Instructions for the task -
Nothing but a number is expected: the count of lines in the data below that include "dismissed".

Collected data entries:
------------------------

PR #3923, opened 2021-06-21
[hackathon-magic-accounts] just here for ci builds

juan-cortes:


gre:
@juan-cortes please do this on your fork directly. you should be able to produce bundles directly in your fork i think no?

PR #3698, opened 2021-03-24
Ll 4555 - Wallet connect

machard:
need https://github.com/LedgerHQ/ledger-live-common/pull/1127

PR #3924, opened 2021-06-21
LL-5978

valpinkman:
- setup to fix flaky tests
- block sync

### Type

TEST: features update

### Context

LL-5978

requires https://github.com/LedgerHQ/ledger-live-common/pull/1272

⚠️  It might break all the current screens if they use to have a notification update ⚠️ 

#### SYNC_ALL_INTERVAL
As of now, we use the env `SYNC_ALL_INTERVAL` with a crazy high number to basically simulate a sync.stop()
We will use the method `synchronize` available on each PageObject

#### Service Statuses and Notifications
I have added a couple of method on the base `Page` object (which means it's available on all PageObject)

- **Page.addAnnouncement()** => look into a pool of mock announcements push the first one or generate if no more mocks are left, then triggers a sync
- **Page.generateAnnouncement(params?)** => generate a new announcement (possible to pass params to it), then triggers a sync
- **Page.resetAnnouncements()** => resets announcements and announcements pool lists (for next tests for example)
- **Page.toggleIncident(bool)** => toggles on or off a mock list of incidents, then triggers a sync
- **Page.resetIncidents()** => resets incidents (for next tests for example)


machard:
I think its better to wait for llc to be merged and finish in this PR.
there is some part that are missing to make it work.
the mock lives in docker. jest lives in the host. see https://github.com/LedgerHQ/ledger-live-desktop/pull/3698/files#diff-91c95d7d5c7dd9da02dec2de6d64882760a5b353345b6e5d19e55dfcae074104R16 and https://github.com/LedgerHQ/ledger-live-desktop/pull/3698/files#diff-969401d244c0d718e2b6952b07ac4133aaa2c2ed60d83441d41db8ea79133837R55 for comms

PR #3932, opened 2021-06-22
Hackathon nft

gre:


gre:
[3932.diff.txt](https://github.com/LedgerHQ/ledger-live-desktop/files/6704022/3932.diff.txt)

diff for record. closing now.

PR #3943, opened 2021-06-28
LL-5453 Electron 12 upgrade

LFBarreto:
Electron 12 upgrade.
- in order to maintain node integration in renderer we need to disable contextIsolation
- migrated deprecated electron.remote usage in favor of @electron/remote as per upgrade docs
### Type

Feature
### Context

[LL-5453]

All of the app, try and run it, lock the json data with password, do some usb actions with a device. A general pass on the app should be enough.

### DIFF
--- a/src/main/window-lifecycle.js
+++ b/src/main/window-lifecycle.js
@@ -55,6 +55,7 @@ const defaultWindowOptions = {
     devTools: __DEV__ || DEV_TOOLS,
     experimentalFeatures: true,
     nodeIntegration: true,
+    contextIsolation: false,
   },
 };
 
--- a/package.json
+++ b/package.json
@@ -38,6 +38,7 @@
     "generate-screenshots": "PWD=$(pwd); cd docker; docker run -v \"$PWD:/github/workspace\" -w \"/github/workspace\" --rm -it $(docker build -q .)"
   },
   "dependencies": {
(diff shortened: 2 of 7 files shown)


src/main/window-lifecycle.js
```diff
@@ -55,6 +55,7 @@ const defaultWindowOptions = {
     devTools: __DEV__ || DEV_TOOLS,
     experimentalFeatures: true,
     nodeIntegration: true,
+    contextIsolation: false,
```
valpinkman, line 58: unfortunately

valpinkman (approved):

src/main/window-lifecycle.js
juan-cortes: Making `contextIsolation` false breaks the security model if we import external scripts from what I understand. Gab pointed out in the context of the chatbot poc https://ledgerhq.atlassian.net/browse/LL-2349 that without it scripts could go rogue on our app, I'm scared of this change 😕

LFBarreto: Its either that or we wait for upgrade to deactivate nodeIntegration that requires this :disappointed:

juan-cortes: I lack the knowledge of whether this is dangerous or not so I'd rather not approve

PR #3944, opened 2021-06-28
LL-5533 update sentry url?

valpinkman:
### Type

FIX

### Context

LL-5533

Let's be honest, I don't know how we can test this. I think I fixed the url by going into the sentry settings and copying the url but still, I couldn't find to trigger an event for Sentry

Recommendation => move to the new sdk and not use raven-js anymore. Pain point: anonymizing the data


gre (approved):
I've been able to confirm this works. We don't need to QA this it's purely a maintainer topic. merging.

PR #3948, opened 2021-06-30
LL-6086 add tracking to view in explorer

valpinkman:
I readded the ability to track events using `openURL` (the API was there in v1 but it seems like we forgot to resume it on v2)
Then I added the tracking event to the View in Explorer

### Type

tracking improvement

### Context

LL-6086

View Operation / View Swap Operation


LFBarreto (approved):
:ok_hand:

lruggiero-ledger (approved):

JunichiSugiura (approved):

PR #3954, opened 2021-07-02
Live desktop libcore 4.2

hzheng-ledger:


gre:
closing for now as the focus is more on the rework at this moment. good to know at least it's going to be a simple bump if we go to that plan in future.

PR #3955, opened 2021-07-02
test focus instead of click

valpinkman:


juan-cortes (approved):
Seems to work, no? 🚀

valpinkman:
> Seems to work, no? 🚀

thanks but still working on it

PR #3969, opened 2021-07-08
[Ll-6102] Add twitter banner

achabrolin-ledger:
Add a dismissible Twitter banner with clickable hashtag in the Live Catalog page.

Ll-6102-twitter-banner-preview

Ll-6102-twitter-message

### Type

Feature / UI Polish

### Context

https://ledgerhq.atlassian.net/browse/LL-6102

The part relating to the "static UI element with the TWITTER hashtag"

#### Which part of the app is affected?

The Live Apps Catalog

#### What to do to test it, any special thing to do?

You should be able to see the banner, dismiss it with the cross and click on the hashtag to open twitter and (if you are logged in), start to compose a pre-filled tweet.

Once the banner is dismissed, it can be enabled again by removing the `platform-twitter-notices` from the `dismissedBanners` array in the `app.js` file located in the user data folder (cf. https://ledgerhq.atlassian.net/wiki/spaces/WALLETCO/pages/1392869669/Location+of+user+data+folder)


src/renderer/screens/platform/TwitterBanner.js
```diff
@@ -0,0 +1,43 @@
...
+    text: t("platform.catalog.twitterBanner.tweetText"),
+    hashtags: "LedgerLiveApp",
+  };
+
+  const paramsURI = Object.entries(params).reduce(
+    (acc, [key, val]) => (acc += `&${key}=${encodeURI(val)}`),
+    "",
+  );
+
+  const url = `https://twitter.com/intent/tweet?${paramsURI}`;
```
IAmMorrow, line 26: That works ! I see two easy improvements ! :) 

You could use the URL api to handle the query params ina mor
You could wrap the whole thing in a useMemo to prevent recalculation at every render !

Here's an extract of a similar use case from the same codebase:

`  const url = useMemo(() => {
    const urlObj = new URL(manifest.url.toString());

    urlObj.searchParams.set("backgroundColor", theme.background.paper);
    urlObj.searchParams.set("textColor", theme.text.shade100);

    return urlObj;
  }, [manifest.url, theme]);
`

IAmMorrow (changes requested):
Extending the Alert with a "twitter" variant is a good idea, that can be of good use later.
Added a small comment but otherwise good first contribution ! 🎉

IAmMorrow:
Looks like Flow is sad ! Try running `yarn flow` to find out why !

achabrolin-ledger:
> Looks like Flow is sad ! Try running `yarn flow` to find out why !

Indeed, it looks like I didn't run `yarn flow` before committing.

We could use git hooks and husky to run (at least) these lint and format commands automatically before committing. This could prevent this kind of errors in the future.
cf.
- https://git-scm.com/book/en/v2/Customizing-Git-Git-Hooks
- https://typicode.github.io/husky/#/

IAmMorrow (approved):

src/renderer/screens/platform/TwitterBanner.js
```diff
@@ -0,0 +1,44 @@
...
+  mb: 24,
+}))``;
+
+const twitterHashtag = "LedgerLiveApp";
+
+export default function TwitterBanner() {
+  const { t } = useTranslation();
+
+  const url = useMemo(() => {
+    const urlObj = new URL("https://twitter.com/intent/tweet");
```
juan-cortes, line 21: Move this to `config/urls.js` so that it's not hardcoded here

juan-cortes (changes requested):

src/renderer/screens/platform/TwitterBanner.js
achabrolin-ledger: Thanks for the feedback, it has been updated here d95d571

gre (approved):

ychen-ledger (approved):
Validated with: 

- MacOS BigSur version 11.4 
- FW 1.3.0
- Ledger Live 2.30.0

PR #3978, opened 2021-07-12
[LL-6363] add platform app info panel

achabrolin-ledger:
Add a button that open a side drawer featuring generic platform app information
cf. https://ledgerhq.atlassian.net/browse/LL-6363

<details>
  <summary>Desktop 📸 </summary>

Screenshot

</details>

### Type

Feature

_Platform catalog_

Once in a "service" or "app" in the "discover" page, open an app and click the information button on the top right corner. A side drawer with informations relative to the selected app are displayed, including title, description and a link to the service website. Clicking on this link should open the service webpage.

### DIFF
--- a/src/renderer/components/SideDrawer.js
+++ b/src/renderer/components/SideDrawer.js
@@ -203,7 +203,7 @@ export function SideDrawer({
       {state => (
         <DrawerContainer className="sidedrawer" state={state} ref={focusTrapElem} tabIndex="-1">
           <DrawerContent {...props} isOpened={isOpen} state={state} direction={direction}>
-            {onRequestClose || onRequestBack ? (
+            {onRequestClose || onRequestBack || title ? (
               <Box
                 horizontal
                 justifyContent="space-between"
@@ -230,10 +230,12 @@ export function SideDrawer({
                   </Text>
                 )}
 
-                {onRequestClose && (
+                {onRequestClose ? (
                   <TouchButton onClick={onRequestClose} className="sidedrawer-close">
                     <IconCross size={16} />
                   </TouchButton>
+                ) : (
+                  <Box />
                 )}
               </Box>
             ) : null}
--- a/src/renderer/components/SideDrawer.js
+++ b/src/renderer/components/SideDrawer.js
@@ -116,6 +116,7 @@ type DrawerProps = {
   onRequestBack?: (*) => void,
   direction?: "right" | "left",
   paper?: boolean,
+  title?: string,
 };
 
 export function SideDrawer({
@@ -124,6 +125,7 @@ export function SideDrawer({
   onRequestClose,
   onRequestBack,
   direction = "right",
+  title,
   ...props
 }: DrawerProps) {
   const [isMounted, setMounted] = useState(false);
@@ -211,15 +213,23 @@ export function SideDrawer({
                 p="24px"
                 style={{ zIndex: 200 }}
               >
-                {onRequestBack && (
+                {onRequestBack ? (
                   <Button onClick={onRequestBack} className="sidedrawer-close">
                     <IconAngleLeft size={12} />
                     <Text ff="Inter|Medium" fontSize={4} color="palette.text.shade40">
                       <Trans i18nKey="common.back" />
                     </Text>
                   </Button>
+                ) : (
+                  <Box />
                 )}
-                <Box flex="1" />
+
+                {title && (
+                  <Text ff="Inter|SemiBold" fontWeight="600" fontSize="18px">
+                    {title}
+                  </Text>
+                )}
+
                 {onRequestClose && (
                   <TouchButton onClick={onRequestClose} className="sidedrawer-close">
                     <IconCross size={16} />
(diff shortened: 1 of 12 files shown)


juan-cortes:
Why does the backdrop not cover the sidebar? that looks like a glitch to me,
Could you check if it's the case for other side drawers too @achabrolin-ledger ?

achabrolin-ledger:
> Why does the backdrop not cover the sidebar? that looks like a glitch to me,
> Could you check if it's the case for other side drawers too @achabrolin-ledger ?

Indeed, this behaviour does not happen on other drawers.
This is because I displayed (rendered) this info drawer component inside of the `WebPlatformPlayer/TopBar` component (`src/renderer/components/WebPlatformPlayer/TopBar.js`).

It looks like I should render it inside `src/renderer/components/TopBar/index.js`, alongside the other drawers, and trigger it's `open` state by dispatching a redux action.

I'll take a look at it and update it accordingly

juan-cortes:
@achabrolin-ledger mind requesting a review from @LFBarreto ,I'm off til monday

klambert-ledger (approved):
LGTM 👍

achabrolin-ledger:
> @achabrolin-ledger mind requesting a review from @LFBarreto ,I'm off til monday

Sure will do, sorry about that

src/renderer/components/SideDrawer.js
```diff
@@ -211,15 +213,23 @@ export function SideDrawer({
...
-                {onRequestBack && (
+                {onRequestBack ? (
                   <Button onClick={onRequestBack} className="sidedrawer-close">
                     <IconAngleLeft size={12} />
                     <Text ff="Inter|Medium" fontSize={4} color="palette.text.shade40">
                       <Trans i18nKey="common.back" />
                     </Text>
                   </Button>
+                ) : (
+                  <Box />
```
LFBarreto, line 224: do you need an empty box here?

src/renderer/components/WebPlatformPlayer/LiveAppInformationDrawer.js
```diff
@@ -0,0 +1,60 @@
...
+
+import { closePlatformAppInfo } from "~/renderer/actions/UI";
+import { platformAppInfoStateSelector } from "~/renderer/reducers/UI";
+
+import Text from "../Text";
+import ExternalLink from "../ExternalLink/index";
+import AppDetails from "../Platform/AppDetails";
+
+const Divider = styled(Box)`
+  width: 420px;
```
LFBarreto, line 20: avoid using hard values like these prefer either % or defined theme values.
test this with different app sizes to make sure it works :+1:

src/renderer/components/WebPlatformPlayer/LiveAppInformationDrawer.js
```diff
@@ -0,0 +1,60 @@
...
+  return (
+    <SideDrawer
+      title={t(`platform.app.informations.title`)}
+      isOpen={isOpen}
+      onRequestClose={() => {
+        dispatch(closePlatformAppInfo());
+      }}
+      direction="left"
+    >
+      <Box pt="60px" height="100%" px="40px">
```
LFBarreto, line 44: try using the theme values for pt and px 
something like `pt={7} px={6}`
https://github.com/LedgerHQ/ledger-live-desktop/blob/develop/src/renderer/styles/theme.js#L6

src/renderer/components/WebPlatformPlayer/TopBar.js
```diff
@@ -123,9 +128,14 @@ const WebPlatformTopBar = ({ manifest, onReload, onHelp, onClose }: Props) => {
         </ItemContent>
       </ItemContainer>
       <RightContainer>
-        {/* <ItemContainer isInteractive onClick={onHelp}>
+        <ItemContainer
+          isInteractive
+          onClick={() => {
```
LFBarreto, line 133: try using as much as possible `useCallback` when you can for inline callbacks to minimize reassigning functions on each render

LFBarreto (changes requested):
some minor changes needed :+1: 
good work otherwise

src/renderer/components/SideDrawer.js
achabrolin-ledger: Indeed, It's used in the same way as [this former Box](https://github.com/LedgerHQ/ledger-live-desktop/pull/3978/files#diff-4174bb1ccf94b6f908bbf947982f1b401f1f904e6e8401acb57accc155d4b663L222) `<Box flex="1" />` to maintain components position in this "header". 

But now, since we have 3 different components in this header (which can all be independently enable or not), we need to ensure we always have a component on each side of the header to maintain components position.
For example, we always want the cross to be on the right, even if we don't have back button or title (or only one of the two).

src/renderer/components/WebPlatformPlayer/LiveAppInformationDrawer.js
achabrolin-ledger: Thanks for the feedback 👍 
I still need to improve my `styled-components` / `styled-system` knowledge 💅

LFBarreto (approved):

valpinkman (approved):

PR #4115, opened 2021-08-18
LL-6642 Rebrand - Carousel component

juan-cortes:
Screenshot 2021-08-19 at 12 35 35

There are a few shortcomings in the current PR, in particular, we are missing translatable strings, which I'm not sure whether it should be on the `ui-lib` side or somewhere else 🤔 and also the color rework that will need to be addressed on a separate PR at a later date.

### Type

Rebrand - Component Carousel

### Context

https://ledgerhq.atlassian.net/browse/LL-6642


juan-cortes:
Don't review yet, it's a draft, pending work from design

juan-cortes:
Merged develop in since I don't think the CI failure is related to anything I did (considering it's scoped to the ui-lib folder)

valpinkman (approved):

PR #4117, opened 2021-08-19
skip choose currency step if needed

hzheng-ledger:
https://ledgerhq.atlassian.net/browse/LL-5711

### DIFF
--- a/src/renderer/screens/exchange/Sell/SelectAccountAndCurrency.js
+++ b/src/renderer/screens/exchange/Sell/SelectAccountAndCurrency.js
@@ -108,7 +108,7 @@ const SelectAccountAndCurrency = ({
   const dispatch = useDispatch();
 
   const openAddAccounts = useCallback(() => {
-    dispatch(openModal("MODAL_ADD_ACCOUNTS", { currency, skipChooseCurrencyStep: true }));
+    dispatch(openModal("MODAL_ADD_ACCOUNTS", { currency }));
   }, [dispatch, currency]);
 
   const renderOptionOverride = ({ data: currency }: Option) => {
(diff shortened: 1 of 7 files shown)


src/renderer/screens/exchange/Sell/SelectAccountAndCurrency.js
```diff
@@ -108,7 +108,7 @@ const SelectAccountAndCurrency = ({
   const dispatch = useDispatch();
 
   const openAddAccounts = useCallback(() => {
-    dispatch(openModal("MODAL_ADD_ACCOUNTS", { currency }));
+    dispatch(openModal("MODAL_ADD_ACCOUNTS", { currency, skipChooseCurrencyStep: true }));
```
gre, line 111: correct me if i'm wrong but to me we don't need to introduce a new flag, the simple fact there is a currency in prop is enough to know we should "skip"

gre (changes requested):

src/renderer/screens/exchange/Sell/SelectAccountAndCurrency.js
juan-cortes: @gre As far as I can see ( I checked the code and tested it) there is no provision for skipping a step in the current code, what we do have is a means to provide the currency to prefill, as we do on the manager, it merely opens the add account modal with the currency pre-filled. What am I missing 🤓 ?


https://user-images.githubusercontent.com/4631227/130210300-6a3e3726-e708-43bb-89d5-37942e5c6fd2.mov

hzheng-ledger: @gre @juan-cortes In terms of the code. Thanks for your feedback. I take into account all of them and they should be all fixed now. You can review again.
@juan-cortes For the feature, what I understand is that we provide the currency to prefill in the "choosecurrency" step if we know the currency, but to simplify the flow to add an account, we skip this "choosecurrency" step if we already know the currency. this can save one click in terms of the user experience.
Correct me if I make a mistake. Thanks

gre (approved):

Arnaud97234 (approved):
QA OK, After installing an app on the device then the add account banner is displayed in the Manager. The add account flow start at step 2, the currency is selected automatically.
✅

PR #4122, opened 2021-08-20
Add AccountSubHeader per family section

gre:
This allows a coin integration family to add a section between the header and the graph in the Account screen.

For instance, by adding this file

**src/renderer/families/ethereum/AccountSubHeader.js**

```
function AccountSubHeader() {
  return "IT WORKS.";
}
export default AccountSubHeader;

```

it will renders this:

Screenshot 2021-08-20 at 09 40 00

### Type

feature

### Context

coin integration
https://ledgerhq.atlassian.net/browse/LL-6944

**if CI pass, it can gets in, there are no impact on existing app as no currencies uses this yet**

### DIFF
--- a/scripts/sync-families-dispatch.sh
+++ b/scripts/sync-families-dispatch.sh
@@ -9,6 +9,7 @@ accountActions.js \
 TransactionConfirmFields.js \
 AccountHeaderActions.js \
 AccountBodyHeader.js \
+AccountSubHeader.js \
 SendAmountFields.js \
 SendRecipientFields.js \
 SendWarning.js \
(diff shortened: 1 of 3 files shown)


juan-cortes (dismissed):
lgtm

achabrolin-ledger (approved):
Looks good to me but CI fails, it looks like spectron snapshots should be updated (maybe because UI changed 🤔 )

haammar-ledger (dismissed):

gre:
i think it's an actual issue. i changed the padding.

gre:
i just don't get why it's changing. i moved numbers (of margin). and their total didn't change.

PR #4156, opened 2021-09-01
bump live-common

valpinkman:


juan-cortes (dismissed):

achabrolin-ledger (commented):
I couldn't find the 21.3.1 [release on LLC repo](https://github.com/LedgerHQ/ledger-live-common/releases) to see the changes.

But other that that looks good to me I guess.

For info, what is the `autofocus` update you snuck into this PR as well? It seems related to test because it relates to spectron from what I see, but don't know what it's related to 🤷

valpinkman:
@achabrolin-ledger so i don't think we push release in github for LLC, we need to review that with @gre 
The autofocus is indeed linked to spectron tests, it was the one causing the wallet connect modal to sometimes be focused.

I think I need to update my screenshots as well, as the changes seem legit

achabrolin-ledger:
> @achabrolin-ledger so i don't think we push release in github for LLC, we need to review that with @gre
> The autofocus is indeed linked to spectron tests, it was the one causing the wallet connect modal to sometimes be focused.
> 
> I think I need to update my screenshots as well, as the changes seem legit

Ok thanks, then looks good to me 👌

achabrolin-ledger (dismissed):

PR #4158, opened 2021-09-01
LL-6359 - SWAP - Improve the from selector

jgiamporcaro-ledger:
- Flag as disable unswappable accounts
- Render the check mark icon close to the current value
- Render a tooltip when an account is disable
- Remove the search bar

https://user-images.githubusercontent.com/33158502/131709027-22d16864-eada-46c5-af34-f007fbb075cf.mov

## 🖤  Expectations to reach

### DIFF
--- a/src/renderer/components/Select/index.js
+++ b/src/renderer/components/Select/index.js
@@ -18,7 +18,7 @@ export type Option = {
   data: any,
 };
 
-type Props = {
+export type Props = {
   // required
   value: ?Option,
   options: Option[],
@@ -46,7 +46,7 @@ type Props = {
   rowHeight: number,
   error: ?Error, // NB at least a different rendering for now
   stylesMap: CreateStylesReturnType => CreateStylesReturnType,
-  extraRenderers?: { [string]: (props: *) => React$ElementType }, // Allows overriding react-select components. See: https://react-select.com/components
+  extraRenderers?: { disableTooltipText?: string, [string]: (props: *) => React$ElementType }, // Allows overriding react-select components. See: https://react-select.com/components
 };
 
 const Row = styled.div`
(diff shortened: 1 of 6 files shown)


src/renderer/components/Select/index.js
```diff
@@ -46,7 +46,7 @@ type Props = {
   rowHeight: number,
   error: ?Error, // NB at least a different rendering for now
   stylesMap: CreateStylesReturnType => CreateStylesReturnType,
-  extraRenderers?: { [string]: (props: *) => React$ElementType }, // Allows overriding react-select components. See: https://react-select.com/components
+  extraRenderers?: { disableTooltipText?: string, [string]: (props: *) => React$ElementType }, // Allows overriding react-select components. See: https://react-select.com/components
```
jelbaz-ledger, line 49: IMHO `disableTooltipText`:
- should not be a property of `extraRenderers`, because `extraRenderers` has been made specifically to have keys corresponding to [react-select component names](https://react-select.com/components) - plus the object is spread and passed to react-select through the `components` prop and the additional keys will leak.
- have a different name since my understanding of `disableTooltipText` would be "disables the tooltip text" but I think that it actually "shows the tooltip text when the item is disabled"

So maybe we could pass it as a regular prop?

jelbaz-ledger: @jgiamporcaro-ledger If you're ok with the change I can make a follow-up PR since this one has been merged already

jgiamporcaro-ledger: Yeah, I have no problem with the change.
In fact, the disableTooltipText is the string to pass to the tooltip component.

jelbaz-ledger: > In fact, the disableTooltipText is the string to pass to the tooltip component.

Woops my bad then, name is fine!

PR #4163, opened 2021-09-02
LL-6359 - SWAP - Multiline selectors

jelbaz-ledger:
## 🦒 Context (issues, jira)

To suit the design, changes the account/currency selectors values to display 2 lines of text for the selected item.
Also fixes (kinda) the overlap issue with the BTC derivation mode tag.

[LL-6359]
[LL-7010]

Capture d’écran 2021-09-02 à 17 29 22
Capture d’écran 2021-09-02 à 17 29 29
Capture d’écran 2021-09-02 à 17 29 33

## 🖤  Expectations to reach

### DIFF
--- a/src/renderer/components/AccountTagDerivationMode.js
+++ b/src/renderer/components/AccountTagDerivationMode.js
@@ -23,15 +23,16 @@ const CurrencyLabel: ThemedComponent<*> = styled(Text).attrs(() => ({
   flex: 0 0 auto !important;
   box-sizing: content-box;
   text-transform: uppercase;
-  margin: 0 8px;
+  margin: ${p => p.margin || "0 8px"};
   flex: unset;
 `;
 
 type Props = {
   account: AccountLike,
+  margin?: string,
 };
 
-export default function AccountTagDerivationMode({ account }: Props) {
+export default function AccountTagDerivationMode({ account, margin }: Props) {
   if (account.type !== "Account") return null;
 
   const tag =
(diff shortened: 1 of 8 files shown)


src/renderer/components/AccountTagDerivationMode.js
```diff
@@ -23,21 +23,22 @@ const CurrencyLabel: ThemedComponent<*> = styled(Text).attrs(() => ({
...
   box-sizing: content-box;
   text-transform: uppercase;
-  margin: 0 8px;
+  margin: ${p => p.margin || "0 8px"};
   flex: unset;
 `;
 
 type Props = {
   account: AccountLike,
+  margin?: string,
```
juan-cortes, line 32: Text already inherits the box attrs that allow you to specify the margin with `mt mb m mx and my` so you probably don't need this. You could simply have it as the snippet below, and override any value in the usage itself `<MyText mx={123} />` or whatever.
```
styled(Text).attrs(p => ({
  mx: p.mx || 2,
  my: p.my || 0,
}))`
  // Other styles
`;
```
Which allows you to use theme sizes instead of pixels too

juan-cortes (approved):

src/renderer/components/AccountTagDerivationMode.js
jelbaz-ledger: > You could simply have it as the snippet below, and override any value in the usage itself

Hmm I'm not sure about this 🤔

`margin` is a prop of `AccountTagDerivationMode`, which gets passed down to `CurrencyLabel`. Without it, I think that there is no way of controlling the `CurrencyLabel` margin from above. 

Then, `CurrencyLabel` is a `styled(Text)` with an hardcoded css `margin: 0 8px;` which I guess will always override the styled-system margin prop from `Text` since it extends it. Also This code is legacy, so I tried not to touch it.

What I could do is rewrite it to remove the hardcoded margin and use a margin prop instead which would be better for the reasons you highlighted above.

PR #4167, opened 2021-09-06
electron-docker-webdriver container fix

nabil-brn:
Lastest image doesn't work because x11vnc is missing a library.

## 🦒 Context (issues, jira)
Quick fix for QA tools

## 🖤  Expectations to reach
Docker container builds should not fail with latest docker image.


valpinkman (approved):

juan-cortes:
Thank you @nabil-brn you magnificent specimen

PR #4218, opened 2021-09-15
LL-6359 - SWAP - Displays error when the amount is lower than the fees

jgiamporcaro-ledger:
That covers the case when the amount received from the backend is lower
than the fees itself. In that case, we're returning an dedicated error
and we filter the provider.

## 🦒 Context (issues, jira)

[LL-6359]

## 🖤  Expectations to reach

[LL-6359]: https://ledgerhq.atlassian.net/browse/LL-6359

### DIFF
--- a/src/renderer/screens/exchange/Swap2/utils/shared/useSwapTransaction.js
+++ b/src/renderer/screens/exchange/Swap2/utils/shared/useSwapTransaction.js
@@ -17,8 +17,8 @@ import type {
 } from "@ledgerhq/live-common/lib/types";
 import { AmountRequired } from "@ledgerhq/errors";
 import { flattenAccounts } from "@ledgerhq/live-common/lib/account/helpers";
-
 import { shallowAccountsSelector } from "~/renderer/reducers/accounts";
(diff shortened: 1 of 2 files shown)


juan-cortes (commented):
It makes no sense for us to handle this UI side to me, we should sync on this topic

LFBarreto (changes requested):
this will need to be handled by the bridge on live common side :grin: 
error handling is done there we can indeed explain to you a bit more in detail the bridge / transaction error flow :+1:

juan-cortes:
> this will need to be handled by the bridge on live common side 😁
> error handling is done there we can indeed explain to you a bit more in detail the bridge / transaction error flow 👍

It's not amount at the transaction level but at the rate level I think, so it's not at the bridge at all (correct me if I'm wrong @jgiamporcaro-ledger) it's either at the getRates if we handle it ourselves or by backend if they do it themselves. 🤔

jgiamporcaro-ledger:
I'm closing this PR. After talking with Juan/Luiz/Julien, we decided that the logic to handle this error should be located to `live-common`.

------------------------

Output for this task -
5